Lowry’s measure of supply and demand, and their Operating Companies Only AD line also suggests at least 4-6 months before this ageing bull market could be over. They have a 91 year history and say that divergence between price and the AD line normally spans 4-6 months before a major turn; selling pressure should increase before a turn and buying power should decline.
So yeah, that’s an interesting stat from Stansberry. What if price turns in October, but ends the year overall higher than January? That could still fit.
Then the year could end green, but it could also be a final high. October allows long enough for 4-6 months of divergence with price and the AD line, and Gann could be mostly right in that the year is terminal.
Maybe?
Indeed! It could be like 2007 that saw the high, but with the worst of the decline coming the following year in 2008…maybe?
I am hoping primary four is a nice sharp Zig Zag to shake out some of this remarkable bullishness. If that happens I think it will be the best buying opportunity we have seen in quite some time….
I often muse on whether we could be in for a surprise by expecting the same topping signals to apply to this market that has applied to previous bull runs. After all, we have never had a previous bull market that has been subject as much relentless bankster pumping as this one has. NDX is now more than 10% past its previous all time highs and other indices are stretched to historic extremes. The DOW notched yet another record consecutive of all time highs with today’s move up. I think considering the degree of inflation of this current market, we have to allow for the possibility that we may not have the luxury of months of preparatory signals to alert us that a top is imminent. I think it is entirely possible that this current market, because of its historic type of top, could well implode in a manner entirely different from previous ones, and could do so with a rapidity and violence inversely commensurate with the remarkable number of year banks have spent in propping it up. I would not be surprised if those thousand point over-night declines we had glimpsed of the past few months are a harbinger of what we could face when this market heads South in earnest. There are way too many folk it seems to me, who are convinced that the banksters can buy the market out of any decline, no matter how deep or violent it is. We will certainly find out if they are right!

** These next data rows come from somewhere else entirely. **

PR #1319, opened 2016-06-01
fix #1295

### LINKED ISSUE #1295: Javadoc for RuleChain contains errors
* The class modifier `static` is not necessary.
* The method calls are missing closing parentheses.

In addition, the documentation should make clear that the `RuleChain` cannot be used to define the order of existing rules, e.g. the following does not work as expected:

```
@Rule
public LoggingRule middle = new LoggingRule("middle rule");
@Rule
public RuleChain chain = RuleChain
    .outerRule(new LoggingRule("outer rule"))
    .around(middle)
    .around(new LoggingRule("inner rule"));
```

In this code, `middle` is executed twice.

Harrisnick:
Removed error from `RuleChain` Javadoc and clarified how it works with existing rules:

- Removed `static` modifier
- Added missing closing parenthesis of method calls
- Added clarification

### DIFF
--- a/src/main/java/org/junit/rules/RuleChain.java
+++ b/src/main/java/org/junit/rules/RuleChain.java
@@ -13,12 +13,12 @@ import org.junit.runners.model.Statement;
  * {@link #around(TestRule)}:
  *
  * <pre>
- * public static class UseRuleChain {
+ * public class UseRuleChain {
  * 	&#064;Rule
  * 	public RuleChain chain= RuleChain
- * 	                       .outerRule(new LoggingRule("outer rule")
- * 	                       .around(new LoggingRule("middle rule")
- * 	                       .around(new LoggingRule("inner rule");
+ * 	                       .outerRule(new LoggingRule("outer rule"))
+ * 	                       .around(new LoggingRule("middle rule"))
+ * 	                       .around(new LoggingRule("inner rule"));
  *
  * 	&#064;Test
  * 	public void example() {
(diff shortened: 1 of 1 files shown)


src/main/java/org/junit/rules/RuleChain.java
```diff
@@ -37,6 +37,22 @@
  * finished middle rule
  * finished outer rule
  * </pre>
+ * 
+ * {@code RuleChain} cannot be used to define the order of existing rules.</br>
```
marcphilipp: Please remove this `</br>` tag.

Harrisnick:
</br> tag removed

src/main/java/org/junit/rules/RuleChain.java
Harrisnick: </br> tag removed

src/main/java/org/junit/rules/RuleChain.java
```diff
@@ -37,6 +37,22 @@
...
+ * &#064;Rule
+ * public LoggingRule middle = new LoggingRule("middle rule");
+ * 
+ * &#064;Rule
+ * public RuleChain chain = RuleChain
+ *                          .outerRule(new LoggingRule("outer rule"))
+ *                          .around(middle)
+ *                          .around(new LoggingRule("inner rule"));
+ * </pre>
+ * <p>
```
marcphilipp: This `<p>` tag should be at the beginning of the paragraph not its end, shouldn't it?

Harrisnick: I doubt that the `<p>` tag is required at all. It doesn't add anything to the layout really. I will remove it.

marcphilipp: It's usually a good idea to take a look at the generated Javadoc locally. You can generate it using Maven. Let me know if you need more detailed instructions.

Harrisnick: I assumed that the <p> tag was required to add some spacing at the end - this clearly wasn't the case. I used the Javadoc view in eclipse to check my changes. Now I also checked the Javadocs generated by maven and it looks alright.

marcphilipp:
@Harrisnick Thanks! Please add a description of this improvement to the [draft of the release notes](https://github.com/junit-team/junit4/wiki/4.13-Release-Notes).

Issue #1323, opened 2016-06-03
Theories and Assumptions doesn't work as expected


SeriyBg:
Since Theories doc says:
> If any of the assumptions fail, the data point is silently ignored

And Assume doc says:
> A good example of using assumptions is in Theories where they are needed to exclude certain datapoints that aren't suitable or allowed for a certain test case.

I'm expecting @Theory to be ignored if assumption doesn't pass the condition. But instead it fails the test.

This test fails, while I'm expecting it to be ignored.
```
@RunWith(Theories.class)
public class SnippetTest {

   @Theory
   public void validateIndices(){
	   assumeTrue(false);
	   assertTrue(false);
   }
}
```

I'm using JUnit version 4.12.

SeriyBg:
Thax to comment on SO I found what is the issue. Test if failed only if all assertion fail and is ignored if at least one asserion passed.
So this test fails
```
@RunWith(Theories.class)
public class SnippetTest {

    @DataPoints
    public static boolean[] data(){
        return new boolean[]{false, false};
    }

   @Theory
   public void validateIndices(boolean data){
       assumeTrue(data);
       assertTrue(true);
   }
}
```
But this one pass
```
@RunWith(Theories.class)
public class SnippetTest {

    @DataPoints
    public static boolean[] data(){
        return new boolean[]{false, true};
    }

   @Theory
   public void validateIndices(boolean data){
       assumeTrue(data);
       assertTrue(true);
   }
}
```

Looks like right behavior for me, but it's not obvious from documentation. It would be great to explaint this behaviour in docs.

marcphilipp:
Documentation will be improved in #1324.

PR #1324, opened 2016-06-03
Add javadoc explanation for case when all assumption doesn't pass the…

SeriyBg:
It was not clear for me why test fails when all the assumptions fails. I created an issue #1323 since I thought it's a bug. Lately I find out why It's failed, so I add the explanation to javadoc to make it clear.


marcphilipp:
Thanks for the pull request!

I would phrase it more like the error message, 

> If no parameters can be found that satisfy all assumptions, the test fails.

Do you mind changing it accordingly?

SeriyBg:
Thank you for your suggestion. Totally agree.

marcphilipp:
Thanks!

PR #1331, opened 2016-06-22
Add throws annotation

phoenix384:
The protected methods of TestWatcher should have a 'throws Throwable' annotation since they all are called inside a try-catch catching Throwable. With this throws annotation checked exceptions can be handled also.

### DIFF
--- a/src/main/java/org/junit/rules/TestWatcher.java
+++ b/src/main/java/org/junit/rules/TestWatcher.java
@@ -122,19 +122,19 @@ public abstract class TestWatcher implements TestRule {
     /**
      * Invoked when a test succeeds
      */
-    protected void succeeded(Description description) {
+    protected void succeeded(Description description) throws Throwable {
     }
 
     /**
      * Invoked when a test fails
      */
-    protected void failed(Throwable e, Description description) {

I agree Verne, it certainly is possible!
If the wave count is right then this is a multi generational top coming up. It may be unlike anything we have seen in generations, so even Lowry’s with their 91 year history may be surprised.
But still, I have to go with the balance of probability based on past market behaviour. And be prepared to unlikely surprises with alternate wave counts when I can see them and when it’s appropriate.